Купавна - [51]

Шрифт
Интервал

* * *

Собственно говоря, описанием трагической гибели командира батареи Степана Бездольного и заканчивалась тетрадь Николая Васильевича Градова, если бы…

Тогда в селе у меня не то что не было времени прочитать до конца эту тетрадь в черной клеенчатой обложке. Вернее, тому помешали никак не предвиденные и не менее потрясающие события, связанные с войной и проливающие свет на послевоенные судьбы людей, близких Бездольному и Градову. Только поэтому я дочитывал тетрадь Дружбы, которую он доверительно отдал мне, уже вернувшись к себе домой. И больше всего меня удивила концовка его воспоминаний: «Лежал Степа на теплом песке, положив руки под голову, щурясь от солнца, в вздрагивал влажными ресницами. Вот он внезапно открыл глаза, задумчиво посмотрел в небо и сказал: «Знаешь, Колька, а смерти у меня, наверное, не будет. Пускай я умру, но буду жить в этом ясном небе». И засмеялся…»

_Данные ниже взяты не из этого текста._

PR #5915, opened 2023-09-01
Format accompanying persons names correctly

duartegalvao:
This PR fixes the formatting of the accompanying persons names to match the event's/user's name format settings.

### DIFF
--- a/indico/modules/events/registration/fields/accompanying.py
+++ b/indico/modules/events/registration/fields/accompanying.py
@@ -12,8 +12,15 @@ from marshmallow import ValidationError, fields, post_load, pre_load, validate
 from indico.core import signals
 from indico.core.marshmallow import mm
 from indico.modules.events.registration.fields.base import RegistrationFormBillableField
+from indico.modules.users.models.users import PersonMixin
 from indico.util.i18n import _
 from indico.util.marshmallow import not_empty
+
+
+class AccompanyingPerson(PersonMixin):
+    def __init__(self, entry):
+        self.first_name = entry['firstName']
+        self.last_name = entry['lastName']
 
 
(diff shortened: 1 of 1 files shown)


indico/modules/events/registration/fields/accompanying.py
```diff
@@ -79,15 +80,15 @@ def calculate_price(self, reg_data, versioned_data):
...
 
     def get_friendly_data(self, registration_data, for_humans=False, for_search=False):
-        def _format_person(entry):
-            first_name = entry['firstName']
-            last_name = entry['lastName']
-            return f'{first_name} {last_name}'
+        class _Person(PersonMixin):
+            def __init__(self, entry):
+                self.first_name = entry['firstName']
+                self.last_name = entry['lastName']
```
ThiefMaster, line 86: how about making this a `_AccompanyingPerson` (or similar) and defining it on the module level instead of redefining it every time this method gets called?

indico/modules/events/registration/fields/accompanying.py
```diff
@@ -12,10 +12,17 @@
 from indico.core import signals
 from indico.core.marshmallow import mm
 from indico.modules.events.registration.fields.base import RegistrationFormBillableField
+from indico.modules.users.models.users import PersonMixin
 from indico.util.i18n import _
 from indico.util.marshmallow import not_empty
 
 
+class _AccompanyingPerson(PersonMixin):
```
duartegalvao, line 20: would it be ok to make it a public class so I can use it in the cern access plugin as well?

ThiefMaster: sure

PR #5925, opened 2023-09-12
Support for accepting terms on user registration

### LINKED ISSUE #5923: Force user to accept a privacy policy when creating a profile
We'd like to set expectations when the user signs up, and give them the chance to bail before a profile is created if they aren't happy with the terms. We need the user to confirm a privacy policy beforehand.

On https://indico.instance/register/ssoprovider I'd like there to be a checkbox that asks the user to confirm an configurable text with a checkbox, which in my case I'd use to link a privacy policy. I will likely need the flexibility to set arbitrary text and links, as it is important to write down what they are confirming.

The field should be sent to the server and verified there, so that people can't simply say they've disabled the checkbox and have not accepted the terms.

I'd like to simply do this in a plugin, since I imagine there might be a number of additional things that different instance owners might want to have on the signup page, but I haven't found a way to actually extend React forms and components from a plugin (something I really hate about React and webpack, previously coming from the browser extensions world. Hope I am just wrong!) 

**Additional context**

image

kewisch:
Fixes #5923 .


indico/modules/auth/controllers.py
```diff
@@ -453,6 +454,7 @@ class Meta:
                 affiliation = fields.String(load_default='')
             phone = fields.String(load_default='')
             affiliation_link = ModelField(Affiliation, data_key='affiliation_id', load_default=None)
+            accept_registration_terms = fields.Bool(required=True)
```
ThiefMaster, line 457: this will fail validation when there are no terms set and thus nothing is sent for the field

```suggestion
            if legal_settings.get('register_terms_prompt'):
                accept_registration_terms = fields.Bool(required=True)
```

(untested)

kewisch:
fwiw after some renaming I just noticed that it doesn't quite fit under privacy policy any more. I don't think it fits in any of the others (though maybe the Terms one), and a new section could be overkill.

I'll leave it to your judgement where it fits best.

indico/modules/auth/controllers.py
```diff
@@ -472,6 +474,11 @@ def check_email_unique(self, email, **kwargs):
                 if User.query.filter(~User.is_deleted, ~User.is_pending, User.all_emails == email).has_rows():
                     raise ValidationError('Email already in use')
 
+            @validates('accept_registration_terms')
+            def check_registration_terms(self, value):
+                if not value:
+                    raise ValidationError('Terms must be accepted')
```
ThiefMaster, line 480: You could also pass `validate=validate_with_message(bool, 'Terms must be accepted')` in the field constructor above. Or even use `validate=not_empty` since the user should never see the error message anyway ;)

indico/modules/legal/forms.py
```diff
@@ -24,3 +24,10 @@ class LegalMessagesForm(IndicoForm):
                                   description=_('The URL to an external page with the privacy policy'))
     privacy_policy = TextAreaField(_('Text'), widget=CKEditorWidget(),
                                    description=_('Only used if no URL is provided'))
+    register_terms_prompt = TextAreaField(
+        _('Registration page terms prompt'),
+        description=_(
+            'If set, user is required to confirm this message before creating a profile. You can use markdown or basic \
+             HTML formatting. Including a link to /tos or /privacy allows you to link to above policies.'
+        )
+    )
```
ThiefMaster, line 33: I'd try to keep the wrapping style consistent within a single form class

indico/modules/auth/controllers.py
kewisch: Nice, using validate=not_empty now.

indico/modules/auth/controllers.py
kewisch: Good catch!

indico/modules/users/models/users.py
```diff
@@ -277,6 +277,12 @@ class User(PersonMixin, db.Model):
         nullable=False,
         default=False
     )
+    #: the date the user has last accepted the terms of service
+    accepted_tos_date = db.Column(
+        db.DateTime,
```
ThiefMaster, line 282: if you kept the time component (didn't check that yet), use our `UTCDateTime` like we use everywhere else. if not, use the native `Date`

indico/modules/legal/__init__.py
```diff
@@ -51,3 +57,33 @@ def _inject_privacy_footer(**kwargs):
     url = legal_settings.get('privacy_policy_url')
     if url or legal_settings.get('privacy_policy'):
         return render_template('legal/privacy_footer.html', url=url)
+
+
+@signals.core.app_created.connect
+def _handle_terms_changed(app, **kwargs):
+    @app.before_request
+    def _terms_if_not_accepted():
+        terms_date_str = legal_settings.get('terms_effective_date')
```
ThiefMaster, line 66: You can add converters to a SettingsProxy. we already have `DatetimeConverter`, should be very easy to create a `DateConverter` based on that

indico/modules/users/models/users.py
kewisch: Ah nice, didn't know about that one, will do. I kept the time component for when the user accepts so there is a specific point in time, but the admin value is just a date which uses the server timezone.

indico/modules/legal/controllers.py
```diff
@@ -38,3 +63,33 @@
...
+            return redirect(url_for_index())
+
+        form = AgreementForm()
+
+        if form.validate_on_submit():
+            if not request.args.get('preview', False) and form.data['accept_terms']:
+                session.user.accepted_tos_date = now_utc()
+
+            target = request.args['return'] if request.args.get('return', '').startswith('/') else url_for_index()
+            return redirect(target)
```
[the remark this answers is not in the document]
kewisch: @ThiefMaster let me know if you are concerned about this. I specifically added a check if it starts with `/` to ensure it is a relative URL, but there might still be some cases I didn't anticipate.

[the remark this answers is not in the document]
ThiefMaster: `?return=//evil.com/phishing.html` ;)

so nope, that check is not sufficient right now

maybe just put the return URL in the session and not pass it around visibly at all

indico/modules/legal/templates/manage_messages.html
```diff
@@ -7,12 +7,25 @@
...
-        {{ form_rows(form, skip=('tos_url', 'tos', 'privacy_policy_url', 'privacy_policy')) }}
+        {{ form_rows(
+               form,
+               skip=(
+                   "tos_url",
+                   "tos",
+                   "privacy_policy_url",
+                   "privacy_policy",
+                   "terms_require_accept",
+                   "terms_effective_date",
```
ThiefMaster, line 18: single quotes please :) (they are superior! 😛)

indico/modules/users/models/users.py
```diff
@@ -277,6 +277,12 @@ class User(PersonMixin, db.Model):
         nullable=False,
         default=False
     )
+    #: the date the user has last accepted the terms of service
+    accepted_tos_date = db.Column(
```
ThiefMaster, line 281: I'd name this `accepted_tos_dt` since it's a datetime

indico/modules/legal/templates/manage_messages.html
```diff
@@ -7,12 +7,25 @@
 
 {% block content %}
     {% call simple_form(form, back_button=false) %}
-        {{ form_rows(form, skip=('tos_url', 'tos', 'privacy_policy_url', 'privacy_policy')) }}
+        {{ form_rows(
+               form,
```
ThiefMaster, line 11: not a fan of this wrapping style tbh :/

indico/modules/legal/templates/agreement.html
```diff
@@ -0,0 +1,92 @@
+{% extends 'layout/base.html' %}
+{% from 'forms/_form.html' import form_header, form_footer, form_rows, form_row_static, form_fieldset %}
+
+{% block page_class %}fixed-width-standalone-text-page{% endblock %}
+
+{% macro tos_field_reference(tos, tos_url) -%}
+  {%- if tos_url -%}
```
ThiefMaster, line 7: we usually use 4-space indentation in templates

indico/modules/legal/templates/agreement.html
```diff
@@ -0,0 +1,92 @@
...
+  }
+  .submit {
+    float: right;
+  }
+</style>
+<p>
+  {% trans %}To continue using the platform, you must agree to the updated terms. Please take a moment to read the agreements before you continue.{% endtrans %}
+</p>
+{% if tos and not tos_url %}
+  {% call form_fieldset('Terms of Service') %}
```
ThiefMaster, line 51: i18n

indico/modules/legal/templates/agreement.html
```diff
@@ -0,0 +1,92 @@
...
+{% endif %}
+{% if privacy_policy and not privacy_policy_url %}
+  {% call form_fieldset('Privacy Policy') %}
+  <div class="field policy">
+    {{ privacy_policy|sanitize_html }}
+  </div>
+  {% endcall %}
+{% endif %}
+<p class="last-updated">
+  Last updated: {{ terms_effective_date|format_date(timezone=session.tzinfo) }}
```
ThiefMaster, line 65: i18n

indico/modules/legal/templates/manage_messages.html
kewisch: Say thank you to `black` which formatted this block (and also is responsible for the double quotes :). I'll try a different approach.

indico/modules/legal/templates/agreement.html
```diff
@@ -0,0 +1,92 @@
...
+    {%- endif -%}
+{%- endmacro %}
+
+{% block content %}
+{{ form_header(form) }}
+<style class="TODO">
+    /* Leaving this here for some advice during the review. I'd expect it would be easy to create a
+     * form where the labels are skipped but the required * remains, and the submit button is on the
+     * right side. It doesn't seem so. What am I missing? It doesn't seem like I should need to use
+     * these styles to make it look pretty. */
```
kewisch, line 32: Highlighting this comment for your reviewing pleasure :)

kewisch:
@ThiefMaster I've hit a snag on this while debugging something else and could use your advice:

This approach seems to fail for urls that have `@allow_signed_url`. In the intercepting signal there is a check for `session.user`, which calls `indico.web.util`'s `get_request_user`, which will fail because `g.rh` is not yet set, so it can't actually see that the controller has _ALLOW_SIGNED_URL.

Is there a way to do this interception later, or a better way to check for the user at this stage?

indico/modules/legal/__init__.py
```diff
@@ -51,3 +56,34 @@ def _inject_privacy_footer(**kwargs):
...
+            return
+
+        if session.user.accepted_tos_dt and session.user.accepted_tos_dt >= terms_date:
+            return
+
+        if request.endpoint:
+            prefix = request.endpoint.split('.', 1)[0]
+
+            # Certain endpoints need to be passed through.
+            if prefix in ('assets', 'legal', 'auth', 'core'):
```
ThiefMaster, line 80:
```suggestion
            # Certain endpoints need to be passed through.
            if request.blueprint in ('assets', 'legal', 'auth', 'core'):
```

indico/modules/legal/__init__.py
```diff
@@ -51,3 +56,34 @@ def _inject_privacy_footer(**kwargs):
...
+                return
+
+            # Admins get a free pass on the admin interface
+            if session.user.is_admin and request.path.startswith('/admin/'):
+                return
```
ThiefMaster, line 85: TBH I'd let them completely ignore this and just show a persistent notification banner on top

ThiefMaster:
Do you mean the time when `_handle_terms_changed` runs? If yes, you could move it into the RH class right after `self._check_csrf()`

indico/modules/legal/controllers.py
```diff
@@ -5,22 +5,38 @@
...
-            legal_settings.set_multi(form.data)
+            data = form.data
+
+            has_privacy_policy = data['privacy_policy'] or data['privacy_policy_url']
+            has_tos = data['tos'] or data['tos_url']
+
+            if data['terms_require_accept'] and not has_privacy_policy and not has_tos:
+                flash(_('Requiring to accept terms requires a privacy policy '
+                        'and/or terms of service being set'), 'error')
+                return redirect(url_for('legal.manage'))
```
ThiefMaster, line 35: I would move this into the `LegalMessagesForm` and fail nicely on the validation level. Flash+redirect means any data changed/entered in the form is lost

kewisch:
> Do you mean the time when `_handle_terms_changed` runs? If yes, you could move it into the RH class right after `self._check_csrf()`

Yeah, this works much better. It feels a little unclean, but I'll leave that to the review if it works out good enough :)

@ThiefMaster also friendly reminder for this comment: https://github.com/indico/indico/pull/5925#discussion_r1359312781

indico/modules/legal/__init__.py
ThiefMaster: For banners on top? The global announcement or user impersonation status for example.

indico/modules/legal/controllers.py
```diff
@@ -38,3 +54,32 @@ def _process(self):
...
+            return redirect(url_for_index())
+
+        form = AgreementForm()
+
+        if form.validate_on_submit():
+            if not request.args.get('preview', False) and form.data['accept_terms']:
+                session.user.accepted_tos_dt = now_utc()
+
+            returnpath = session.get('legal_agreement_return_path', url_for_index())
+            del session['legal_agreement_return_path']
```
ThiefMaster, line 78: `returnpath = session.pop(...)`

indico/modules/legal/templates/agreement.html
ThiefMaster: I think if you want non-standard form formatting you're way better off doing it in react. Anyway, for a first functioning version (to test all the logic etc) I think we can keep the suboptimal styling

kewisch: Well, I would expect this is a somewhat standard case, but apparently it hasn't come up yet. So just leave out the styles now? Here is what it looks like without:

image

and with:

image

ThiefMaster: I would get rid of the `*` tbh - it's pretty much clear that the field is required, and it looks kind of out of place...

Styling wise I think it look much better if the checkbox is close to the left.

ThiefMaster: Oh, have a look at `skip_label=true` in the `form_row()` macro call. I think that should disable the `*` but still keep the normal checkbox label since it's handled elsewhere

kewisch: Yeah I did see `skip_label`, but it removes the `*` as well. If you'd like it removed, that makes things easier. I've found an elegant way under those circumstances. Thanks!

kewisch:
All current review comments taken care of :)

indico/modules/auth/client/js/signup.jsx
```diff
@@ -67,6 +74,34 @@ function Signup({
     await new Promise(() => {});
   };
 
+  const termsAcceptLabel = () => {
+    const tosElement = tosUrl ? (
+      <a href="/tos" target="_blank">
```
ThiefMaster, line 79: no hardcoded hrefs please :)

indico/modules/auth/client/js/signup.jsx
```diff
@@ -67,6 +74,34 @@ function Signup({
...
+        {Translate.string('terms of service')}
+      </a>
+    ) : (
+      Translate.string('terms of service')
+    );
+    const ppElement = privacyPolicyUrl ? (
+      <a href="/pp" target="_blank">
```
ThiefMaster, line 86: i don't think /pp exists...

indico/modules/auth/client/js/signup.jsx
```diff
@@ -223,6 +258,36 @@ function Signup({
...
+              {Translate.string('Last updated')}: {moment(termsEffectiveDate).format('LL')}
+            </div>
+          )}
+          {termsRequireAccept && (
+            <FinalCheckbox
+              name="accept_terms"
+              required
+              label={
+                <label>
+                  {Translate.string('I have read, understood, and accept the')} {termsAcceptLabel()}
```
ThiefMaster, line 284: same problem here. this does not work for i18n -> use a single Translate string for it

indico/modules/auth/client/js/signup.jsx
```diff
@@ -67,6 +74,34 @@ function Signup({
...
+      <a href="/pp" target="_blank">
+        {Translate.string('privacy policy')}
+      </a>
+    ) : (
+      Translate.string('privacy policy')
+    );
+    if ((tos || tosUrl) && (privacyPolicy || privacyPolicyUrl)) {
+      return (
+        <>
+          {tosElement} {Translate.string('and')} {ppElement}
```
ThiefMaster, line 95: please do not build translated strings like this. it doesn't work well depending on the language. it' possible to use `<Translate>` and `<Param>` to build this string without this "mess" (untested, though):

```js
import privacyPolicyURL from 'indico-url:legal.display_privacy';
import tosURL from 'indico-url:legal.display_tos';
```

```jsx
<Translate>
  I have read, understood, and accept the{' '}
  <Param name="tosLink" wrapper={<a href={tosURL()} target="_blank" />}>
    Terms of Service
  </Param>{' '}
  and{' '}
  <Param name="privacyLink" wrapper={<a href={privacyPolicyURL()} target="_blank" />}>
    Privacy Policy
  </Param>{' '}
</Translate>
```

for the other two variants, simply duplicate and adapt this block.

kewisch: Thanks, I wasn't aware of `<Param>`. I found a good way to do this in jinja as well.

kewisch:
@tomasr8 @ThiefMaster I updated the translations. Let me know if there is anything else or if this is good to go :)

indico/modules/legal/__init__.py
```diff
@@ -51,3 +56,44 @@ def _inject_privacy_footer(**kwargs):
     url = legal_settings.get('privacy_policy_url')
     if url or legal_settings.get('privacy_policy'):
         return render_template('legal/privacy_footer.html', url=url)
+
+
+@template_hook('global-announcement', markup=False)
+def _inject_announcement_header(**kwargs):
+    # Don't show if no user or not admin
+    if not session.user or not session.user.is_admin:
+        return
```
tomasr8, line 65: This _should_ be hidden for admins, right?

indico/web/rh.py
```diff
@@ -289,6 +293,10 @@ def process(self):
         try:
             init_email_queue()
             self._check_csrf()
+            terms_response = self._check_terms()
+            if terms_response:
+                return terms_response
```
tomasr8, line 298:
```suggestion
            if terms_response := self._check_terms():
                return terms_response
```

indico/modules/legal/templates/agreement.html
```diff
@@ -0,0 +1,54 @@
...
+</p>
+{% if tos and not tos_url %}
+    {% call form_fieldset(_('Terms of Service')) %}
+        <div class="field policy">
+            {{ tos|sanitize_html }}
+        </div>
+    {% endcall %}
+{% endif %}
+{% if privacy_policy and not privacy_policy_url %}
+    {% call form_fieldset('Privacy Policy') %}
```
tomasr8, line 19:
```suggestion
    {% call form_fieldset(_('Privacy Policy')) %}
```

indico/modules/legal/templates/agreement.html
```diff
@@ -0,0 +1,54 @@
...
+{% call form_row(form.accept_terms, skip_label=True) %}
+    {% set tos_link_start = ('<a href="' ~ url_for('legal.display_tos') ~ '">')|safe if tos_url else "" %}
+    {% set pp_link_start = ('<a href="' ~ url_for('legal.display_privacy') ~ '">')|safe if privacy_policy_url else "" %}
+    {% set tos_link_end = '</a>'|safe if tos_url else "" %}
+    {% set pp_link_end = '</a>'|safe if privacy_policy_url else "" %}
+
+    {% if (tos or tos_url) and (privacy_policy or privacy_policy_url) %}
+        {% trans tos_link_start=tos_link_start, pp_link_start=pp_link_start, tos_link_end=tos_link_end, pp_link_end=pp_link_end %}
+        I have read, understood and accept the {{tos_link_start}}terms of service{{tos_link_end}} and
+        and {{pp_link_start}}privacy policy{{pp_link_end}}.
```
tomasr8, line 38:
```suggestion
            I have read, understood and accept the {{tos_link_start}}terms of service{{tos_link_end}} and
            and {{pp_link_start}}privacy policy{{pp_link_end}}.
```

indico/modules/legal/templates/agreement.html
```diff
@@ -0,0 +1,54 @@
...
+        {% endtrans %}
+    {%- elif tos or tos_url %}
+        {% trans tos_link_start=tos_link_start, tos_link_end=tos_link_end %}
+        I have read, understood and accept the {{tos_link_start}}terms of service{{tos_link_end}}.
+        {% endtrans %}
+    {%- elif privacy_policy or privacy_policy_url %}
+        {% trans pp_link_start=pp_link_start, pp_link_end=pp_link_end %}
+        I have read, understood and accept the {{pp_link_start}}privacy policy{{pp_link_end}}.
```
tomasr8, line 46: We usually put a space inside the double curly brackets ;)
```suggestion
        I have read, understood and accept the {{ pp_link_start }}privacy policy{{ pp_link_end }}.
```

indico/modules/legal/__init__.py
kewisch: No, this one is visible for admins only:
* If enabled, normal users will be force redirected to a page to accept the terms before they continue. They never see a global-announcement banner.
* Admins can continue to browse normally, but will receive a global-announcement banner at the top telling them they should accept the terms.

kewisch: I've updated the checks so the banner doesn't appear when accepting terms is not forced, to align with the normal user experience.

ThiefMaster:
image

With a newly registered account and these settings I'm getting stuck on the "accept terms to continue using indico" page.

indico/modules/legal/controllers.py
```diff
@@ -38,3 +40,31 @@ def _process(self):
...
+
+
+class RHAcceptTerms(RH):
+    def _process(self):
+        terms_date = legal_settings.get('terms_effective_date')
+        user_accepted = (
+            session.user.accepted_tos_dt
+            and session.user.accepted_tos_dt >= terms_date
+        )
+        if not request.args.get('preview', False) and (
```
ThiefMaster, line 52: what's this `preview` arg? it doesn't seem to be used anywhere

indico/modules/legal/controllers.py
```diff
@@ -38,3 +40,31 @@ def _process(self):
         if url:
             return redirect(url)
         return WPDisplayPrivacyPolicy.render_template('privacy.html', content=legal_settings.get('privacy_policy'))
+
+
+class RHAcceptTerms(RH):
+    def _process(self):
+        terms_date = legal_settings.get('terms_effective_date')
```
ThiefMaster, line 47: This page breaks when `terms_data` is None

indico/modules/auth/client/js/signup.jsx
```diff
@@ -223,6 +283,34 @@ function Signup({
               />
             </Fieldset>
           )}
+          {termsRequireAccept && !!tos && !tosUrl && (
+            <>
+              <h3>{Translate.string('Terms of service')}</h3>
```
ThiefMaster, line 288: This h3 doesn't look great... maybe a fieldset for the whole terms/privacy section would be better?

kewisch:
> I think when signing up we need to set the terms accepted data not to the current date, but rather the 'terms effective date'. Same when clicking "accept" on the terms page.

The terms accepted date should be the point in time they accepted, this way we have that for legal purposes. I think we rather need to not prompt for terms of the effective date is in the future, which I believe should fix it as well. Thanks for finding this!

indico/modules/legal/controllers.py
kewisch: Ah I believe used this to preview the terms accept without having to fiddle around with dates, so more of a developer tool. Happy to remove this.

indico/modules/auth/client/js/signup.jsx
ThiefMaster: Also I just noticed that this should use `<Translate>...</Translate>` since `Translate.string()` should only be used in places where you need a plain string

indico/modules/legal/forms.py
```diff
@@ -5,14 +5,20 @@
...
 
 from indico.util.i18n import _
 from indico.web.forms.base import IndicoForm
+from indico.web.forms.fields import IndicoDateField
 from indico.web.forms.widgets import TinyMCEWidget
 
 
+class AgreementForm(IndicoForm):
+    # Label needs to be set in the html template
+    accept_terms = BooleanField(_('Accept terms'), [InputRequired()])
```
kewisch, line 19: The change you made to add the label here might make it a bit ambiguous. The checkbox says accept terms, but the descriptions says to accept the terms and privacy policy. I had left the label empty here so that the description is the label, and the checkbox specifically says accept the terms and privacy policy.

ThiefMaster: Empty label does not look great though, and more importantly you lose the ability to click something that toggles the checkbox (which also makes this an a11y issue).

I wouldn't mind setting the label dynamically, but modifying the label on the fly is a bit ugly. The cleanest way is probably to simply create the form itself dynamically (ie create the class on the fly - there are a few examples in the codebase where we use `form_cls = type('_SomeForm', (IndicoForm,), {...})`) so you can set the label dynamically as well.

Anyway, the idea was that "terms" is generic and thus covers any kind of terms you have to accept, and then the description shows the verbose details on what you're accepting.

An alternative could be adding two checkboxes (both required ofc) if there are ToS and Privacy Policy to accept. That avoids all the not-so-pretty dynamic generation of the description as well... Code-wise that's also be super easy: Have both checkboxes in the form class, and use `del self.whatever` to remove the ones not needed in the form's `__init__` after the super call.

kewisch: I think I'd like to go with setting the label dynamically and have done so with a dynamic form. I've run in to an issue where the text wraps into the next line. While I could certainly fix it for English by tweaking the text, it should probably be fixed in HTML/CSS instead. This could affect very many forms though, so I haven't taken the plunge here. If you feel more comfortable changing the styles here I'd much appreciate.

image

ThiefMaster (approved):
nice pr :)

Как такое понимать? Жизнь Степана угасла при багровом закате солнца, и тот же Степан философствует, лежа «на теплом песке», щурится от солнца и почему-то смеется!.. Неясно, что произошло с самим Градовым? Каким образом он остался в живых, оказавшись в тылу врага?

Чего только ни приходило мне в голову! Как мог, я отбрасывал всякую чертовщину и наконец решился написать Николаю Васильевичу письмо.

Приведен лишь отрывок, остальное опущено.